I want to apply classification on the result of association rule
machine learning, data mining, nformation retrieval >>>> class1
social network, network security >>> class2
I want to deal with "machine learning" as one word not "machine" & "learning"
I tried the previous solution but it calculates vector for each word separately which is not required
Iwant to calacualte vector for "machine learning" as a whole
How can i do this using bag of words or any substitute node because i tried not to use it but it gives wrong result??
You could try using the Wilcard Tagger node as described here: https://tech.knime.org/forum/knime-textprocessing/conjoined-words
Thank you Ronald
Bag of words using terms instead of individual words works well
but when I apply calssification, The classifier doesn't give me any accurate results (it predicts all the documents with the same class)
what should I do to get accurate results?
Could you please provide some more information on what you are trying to do?
attached are the workapace and the dataset
Iam tyring to calculate the vector for each document.
the doc is treated as a collection of terms or expressions not words
ex.

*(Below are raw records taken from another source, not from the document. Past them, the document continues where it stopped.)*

PR #86, opened 2015-05-20
add nuget package for api only

jmecosta:
suppose this is also useful for you.

### DIFF
--- a/build.fsx
+++ b/build.fsx
@@ -18,10 +18,12 @@ open System
 // The name of the project 
 // (used by attributes in AssemblyInfo, name of a NuGet package and directory in 'src')
 let project = "FSharpLint"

I treat the term "machine learning " as one term not "machine" and "learning"
and after that I can apply classification on the terms
At least two possibilities:
- bag of n-grams;
- replace the space character in between tagged words with "_" or a similar character (which must not be subsequently removed via special character preprocessing, then continue with bag of words;
the problem of this way is that the data I want to classify has not the _ character which will give no result or wrong one
What about tagging the key words during the preprocessing stage ?

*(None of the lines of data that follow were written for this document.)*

Issue #11, opened 2014-04-01
Add more rules to XmlDocumentation analyser


duckmatt:
https://github.com/duckmatt/FSharpLint/blob/master/src/FSharpLint.Rules/XmlDocumentation.fs

Rules off the top of my head to be added:

Module comment
Function (not inside of a binding expression) comment
Member comment
Type comment
Enum case comment
Union case comment
Record field comment

jhamm:
I will work on this one. jhamm/FSharpLint 

* [ ] Module comment
* [ ] Function (not inside of a binding expression) comment
* [ ] Member comment
* [x] Type comment
* [ ] Enum case comment
* [ ] Union case comment
* [ ] Record field comment

duckmatt:
That would be great. 

When I've been writing new rules the easiest way I've found to do it is to add a test you'd expect to generate a lint warning, and another test with the same code fixed to not generate a lint warning. Then you can put a breakpoint on the visitor and run the test under debug to compare the difference in the ASTs to see what needs to be matched against.

Let me know if you have any problems/questions

jhamm:
Thanks! That's good advice.

duckmatt:
Thanks @jhamm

I did the tag but wrong results appears
please can you give me steps or workflow or tell me what to do
I made alot of search but i cannot reach what i want
please tell me what to do?
if you have a list of multi words e.g. online learning you can use the Wildcard tagger node to find those multi words and tag them in the documents. Use the setting sentences based matching in the node dialog. After terms have been tagged they are considered as one term.